Based on whether weights were provided to calculate the final score, the results might defer slightly. 

For example, take the 2nd data sample result in the table above: 

I have shared your email. Haven't I

The result differ for both modes. This statement confers that the student believes that the email has been shared in the past but has forgotten or not quite certain anymore.

In [16]:
email_ids, result , scores = batch_classify(sentence, weight=None)
df = pd.DataFrame({'Email indexes': email_ids, 'Sentences': np.array(sentence)[email_ids] , 'Targets' : result , 'Scores': scores})
df.to_csv('validation2.csv')
df.head(-1)

Unnamed: 0,Email indexes,Sentences,Targets,Scores
0,0,I have shared your email,Student has shared your email.,0.0
1,3,I have shared your email. Haven't I,Student has shared your email.,0.333333
2,4,Your email has been shared with my friends.I h...,Student has shared your email.,0.333333
3,5,May i share your email?,Student wants to know if your email can be sha...,1.0
4,6,I may share your email,Student has shared your email.,0.333333
5,7,"I can share your email, can't I?",Student wants to know if your email can be sha...,1.0
6,8,Can you help my friend if i share your email.,Student wants to know if your email can be sha...,0.666667
7,9,Do you mind if i share your email,Student wants to know if your email can be sha...,0.666667
8,10,Will it be possible for me to share your email,Student wants to know if your email can be sha...,0.666667
9,11,Can I keep sharing your email?,Student wants to know if your email can be sha...,1.0


## Evaluation of Model Efficiency On Scaled Data

Now, let's evaluate the efficency of the model on even more data. In this case, we will simply extend our manually crafted set from 30 samples to 12030 samples. Then, we calculate the time taken for the model to process 1 datasample and 12030 samples.

In [17]:
sentence.extend(sentence * 400)
len(sentence)

12030

In [18]:
from time import time
# result , stem_score, punc_score = analyze(sentence[-1])
# get_scores(result)
#print(sentence[-1])
start = time()
result = batch_classify(sentence[0])
print(f'Time taken for 1 sample processing : {time() - start} seconds ')
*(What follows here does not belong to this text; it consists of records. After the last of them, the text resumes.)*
PR #2577, opened 2023-07-25
[Narwhal] Event serialization tweaks

ljedrz:
This PR reduces the number of allocations when serializing `Event` objects.

Similar improvements are likely possible in `Message`, I'm going to look at those next.

### DIFF
--- a/node/messages/src/beacon_propose.rs
+++ b/node/messages/src/beacon_propose.rs
@@ -43,10 +43,10 @@ impl<N: Network> MessageTrait for BeaconPropose<N> {
     /// Serializes the message into the buffer.
     #[inline]
     fn serialize<W: Write>(&self, writer: &mut W) -> Result<()> {
-        writer.write_all(&self.version.to_le_bytes())?;
-        writer.write_all(&self.round.to_le_bytes())?;
-        writer.write_all(&self.block_height.to_le_bytes())?;
-        writer.write_all(&self.block_hash.to_bytes_le()?)?;
+        self.version.write_le(&mut *writer)?;
+        self.round.write_le(&mut *writer)?;
+        self.block_height.write_le(&mut *writer)?;
+        self.block_hash.write_le(&mut *writer)?;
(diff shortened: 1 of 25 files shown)


niklaslong (approved):

SplittyDev (approved):
Nice 👍

node/messages/src/beacon_propose.rs
```diff
@@ -36,17 +38,17 @@ impl<N: Network> BeaconPropose<N> {
...
     }
 
     /// Serializes the message into the buffer.
     #[inline]
     fn serialize<W: Write>(&self, writer: &mut W) -> Result<()> {
-        writer.write_all(&self.version.to_le_bytes())?;
-        writer.write_all(&self.round.to_le_bytes())?;
-        writer.write_all(&self.block_height.to_le_bytes())?;
-        writer.write_all(&self.block_hash.to_bytes_le()?)?;
+        self.version.write_le(&mut *writer)?;
```
howardwu, line 48: For all instances in this PR, instead of:
```
&mut *writer
```
I believe you can just write:
```
writer
```

ljedrz: sadly, while it would be intuitively true, this isn't the case, due to the generics involved; the use of `&mut *` is necessary to work around this:
```
error[E0382]: use of moved value: `writer`
  --> node/messages/src/beacon_propose.rs:49:29
   |
47 |     fn serialize<W: Write>(&self, writer: &mut W) -> Result<()> {
   |                                   ------ move occurs because `writer` has type `&mut W`, which does not implement the `Copy` trait
48 |         self.version.write_le(writer)?;
   |                               ------ value moved here
49 |         self.round.write_le(writer)?;
   |                             ^^^^^^ value used here after move
```

joske (approved):

ljedrz:
These changes provide the following performance improvements:
- allocations down ~9%
- temporary allocations down ~4%

PR #2578, opened 2023-07-27
test: add tests for some BFT functions

joske:
I tried to add tests for some more, but they required too much setup to be of much value.


howardwu (approved):
LGTM

PR #2598, opened 2023-08-15
[Narwhal] `Cache` now cleans up the expired entries from sub-caches more reliably

vvp:
This PR changes the internal data structures in `Cache` struct from `IndexMap<K, VecDeque<OffsetDateTime>>` to `BTreeMap<OffsetDateTime, K>`, to remove expired entries from the cache and fix the memory leak without too much overhead. 

Profiling the memory impact of this PR with `heaptrack` showed following improvements (4-node network, 2000+ rounds = 26 minute run):
- Peak heap memory: before 13.9MB, after 9.7MB
- Total memory leaked: before 12.7MB, after 6.3MB
- `Cache::retain_and_insert()` peak heap usage: before 5.5MB, after 3.5kB
- `Cache::retain_and_insert()` peak leaked memory: before 5.5MB, after 3.5kB

The implementation partly relies on the convention that `Cache` call sites are using the same expiration interval for a given sub-cache (e.g. `Cache::insert_inbound_transmission()` is always called with `snarkos_node_narwhal::gateway::CACHE_REQUESTS_INTERVAL`- interval). With this assumption, all the expired entries can be safely and efficiently dropped from the same timestamp-ordered cache on every `Cache::retain_and_insert()` call - even the entries unrelated to the `key`.


vvp:
Hmm, CI failure on `node-narwhal` seems to be related to this PR and especially the commit https://github.com/AleoHQ/snarkOS/pull/2598/commits/deefc6d8c8979e52dbfdd4badab5ca6b894d9d0b which definitely made the `test_quorum_threshold` flakier. 

I can reproduce it locally around 40% of runs, though making tx cannons slightly slower makes the test pass always, so it is a workaround. I'll continue the investigations.

node/narwhal/src/helpers/cache.rs
```diff
@@ -12,33 +12,32 @@
...
-use parking_lot::RwLock;
 use std::{
-    collections::VecDeque,
+    collections::{BTreeMap, HashMap},
     net::{IpAddr, SocketAddr},
 };
+
+use parking_lot::RwLock;
+use snarkvm::{console::types::Field, ledger::narwhal::TransmissionID, prelude::Network};
 use time::{Duration, OffsetDateTime};
```
howardwu: nit: incorrect ordering of import declarations

node/narwhal/src/helpers/cache.rs
```diff
@@ -105,33 +104,39 @@ impl<N: Network> Cache<N> {
...
 
 #[cfg(test)]
 mod tests {
-    use super::*;
+    use std::net::Ipv4Addr;
+
     use snarkvm::prelude::Testnet3;
 
-    use std::net::Ipv4Addr;
+    use super::*;
```
howardwu: nit: incorrect ordering of import declarations

ljedrz:
I updated the PR with a reduced (down to 1s) time resolution; the test workaround should no longer be needed.

node/narwhal/src/helpers/cache.rs
ljedrz: fixed

howardwu (approved):

howardwu:
LGTM. Merging (failures unrelated)

PR #2610, opened 2023-08-17
[Narwhal] Assorted performance tweaks

ljedrz:
These changes reduce the number of allocations by ~8% and temporary allocations by 16% in BFT runs.

### DIFF
--- a/node/narwhal/src/helpers/storage.rs
+++ b/node/narwhal/src/helpers/storage.rs
@@ -33,6 +33,17 @@ use std::{
     },
 };
 
+#[derive(Clone, Debug)]
+pub struct Storage<N: Network>(Arc<StorageInner<N>>);
+
+impl<N: Network> std::ops::Deref for Storage<N> {
+    type Target = Arc<StorageInner<N>>;
+
+    fn deref(&self) -> &Self::Target {
+        &self.0
+    }
+}
+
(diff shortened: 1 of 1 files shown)


joske (approved):

howardwu:
@ljedrz can you rebase?

ljedrz:
Rebased.

node/narwhal/src/bft.rs
```diff
@@ -560,6 +561,8 @@ impl<N: Network> BFT<N> {
                 // Insert the previous certificate into the buffer.
                 buffer.push(previous_certificate);
             }
+            // Insert the certificate into the map.
+            commit.entry(certificate_round).or_default().insert(certificate);
```
howardwu: Is there a reason to move this down? This logic is quite sensitive.

ljedrz: This was done so that the clone can be avoided (which wouldn't be possible otherwise), and while the overall logic should remain intact, since it is sensitive, this change can wait until we have more proptests etc.

I'll remove that commit with the next rebase and if this is still noticeable in heap profiles, we can always return to it in the future.

ljedrz:
Rebased and dropped the last commit for now.

joske (approved):

howardwu (approved):

PR #2618, opened 2023-08-22
[Narwhal] first primary unit tests

niklaslong:
Sets up some basic test helpers and test cases for the primary's first round. Testing N rounds requires a more complex state setup. Some key considerations:
- the core structures are seeded with the necessary state to compute the various methods tested in each case,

Time taken for 1 sample processing : 0.8039522171020508 seconds 


In [19]:
from time import time
# result , stem_score, punc_score = analyze(sentence[-1])
# get_scores(result)
#print(sentence[-1])
start = time()
result = batch_classify(sentence, batch_size=2000)
print(f'Time taken for {len(sentence)} samples processing : {time() - start} seconds ')

Time taken for 12030 samples processing : 7.7364184856414795 seconds 


It took 7.7 seconds to process 12030 samples and  0.8 sec to process just 1 sample.